We don’t have enough nurses. We’ve got it wrong. We need to correct that fast.

You know those book reviews that condense the book into a 30-second read, saving you the three or four hours it might otherwise have taken to trawl through the epic tome? Well the first three sentences of this column are the 15-second version of the health select committee’s report on the nursing workforce, published a couple of weeks ago. If you don’t have the time to read it, there it is in a nutshell.

But I would urge you to make time to read it because it’s a clear and honest account of the situation the profession now finds itself in. The authors could have sweetened the pill by claiming the nursing associate role would fix the problem. They didn’t because they know it won’t. 

The committee could have said everything would be all right and that the problem wasn’t that bad. It didn’t – it acknowledged that this is a crisis that’s worse than we’ve ever seen before. 

The report could have ignored the impact of that crisis on the individuals who are currently propping up the healthcare system. It didn’t – it listened to nurses, from community and hospital settings, and used their words to support its conclusions about the urgency and scale of the challenge.

”The nurses’ greatest concern was the impact of their exhaustion and dwindling numbers on patients.”

Nursing Times submitted evidence to the health select committee from chief nurses who attended our Directors’ Congress in October last year. As a result of reading that evidence, the committee asked us to help them talk to more nurses; we set up groups of frontline nurses at our Team Leaders’ Congress and the Royal London Hospital.

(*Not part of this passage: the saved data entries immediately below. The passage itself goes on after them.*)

PR #7595, opened 2020-04-29
Rate Limit Organization Creation

mstruve:
- [x] Bug Fix

## Description
Limit the number of organizations a user can make to 1 per 5 minute period. I went with the same approach as article creation and just raised a rate limit reached error. 

There is A LOT of duplicated code here that could use a good refactor. I plan to tackle that in a separate PR. 

## Added tests?
- [x] yes

alt_text

### DIFF
--- a/app/controllers/organizations_controller.rb
+++ b/app/controllers/organizations_controller.rb
@@ -3,6 +3,8 @@ class OrganizationsController < ApplicationController
   rescue_from Errno::ENAMETOOLONG, with: :log_image_data_to_datadog
 
   def create
+    rate_limit!
+
     @tab = "organization"
     @user = current_user
     @tab_list = @user.settings_tab_list
@@ -15,6 +17,7 @@ class OrganizationsController < ApplicationController
     @organization = Organization.new(organization_params)
     authorize @organization
     if @organization.save
+      rate_limiter.track_organization_creation
       @organization_membership = OrganizationMembership.create!(organization_id: @organization.id, user_id: current_user.id, type_of_user: "admin")
       flash[:settings_notice] = "Your organization was successfully created and you are an admin."
       redirect_to "/settings/organization/#{@organization.id}"
@@ -108,5 +111,18 @@ class OrganizationsController < ApplicationController
 
     @organization.errors.add(:profile_image, FILENAME_TOO_LONG_MESSAGE)
     false
+  end
+
+  def rate_limit!
+    rate_limiter.tap do |rate_limiter|
+      if rate_limiter.limit_by_action(:organization_creation)
+        retry_after = RateLimitChecker::RETRY_AFTER[:organization_creation]
+        raise RateLimitChecker::LimitReached, retry_after
+      end
+    end
+  end
+
+  def rate_limiter
+    RateLimitChecker.new(current_user)
   end
 end
--- a/app/labor/rate_limit_checker.rb
+++ b/app/labor/rate_limit_checker.rb
@@ -4,8 +4,17 @@ class RateLimitChecker
   RETRY_AFTER = {
     article_update: 30,
     image_upload: 30,
-    published_article_creation: 30
+    published_article_creation: 30,
+    organization_creation: 300
   }.with_indifferent_access.freeze
+
+  CONFIG_LIMIT_KEYS = %i[
+    rate_limit_follow_count_daily
+    rate_limit_comment_creation
+    rate_limit_published_article_creation
+    rate_limit_image_upload
+    rate_limit_email_recipient
+  ].freeze
 
   def initialize(user = nil)
     @user = user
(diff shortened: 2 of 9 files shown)


app/views/internal/configs/show.html.erb
```diff
@@ -374,6 +374,16 @@
               <div class="alert alert-info">Used to limit the amount of articles a user can create within 30 seconds</div>
             </div>
 
+            <div class="form-group">
+              <%= f.label :rate_limit_organization_creation %>
+              <%= f.number_field :rate_limit_organization_creation,
+                                 class: "form-control",
+                                 value: SiteConfig.rate_limit_organization_creation,
+                                 min: 0,
```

Those nurses expressed real anguish at being undervalued – their continuing professional development slashed and pay cut while their breaks are non-existent and their hours extend into unpaid overtime because there is no one to safely hand over to. But the nurses’ greatest concern was the impact of their exhaustion and dwindling numbers on patients. 

I’ve said this before about earlier reports exposing the desperate situation with nursing resources. I hope this report will have a positive effect.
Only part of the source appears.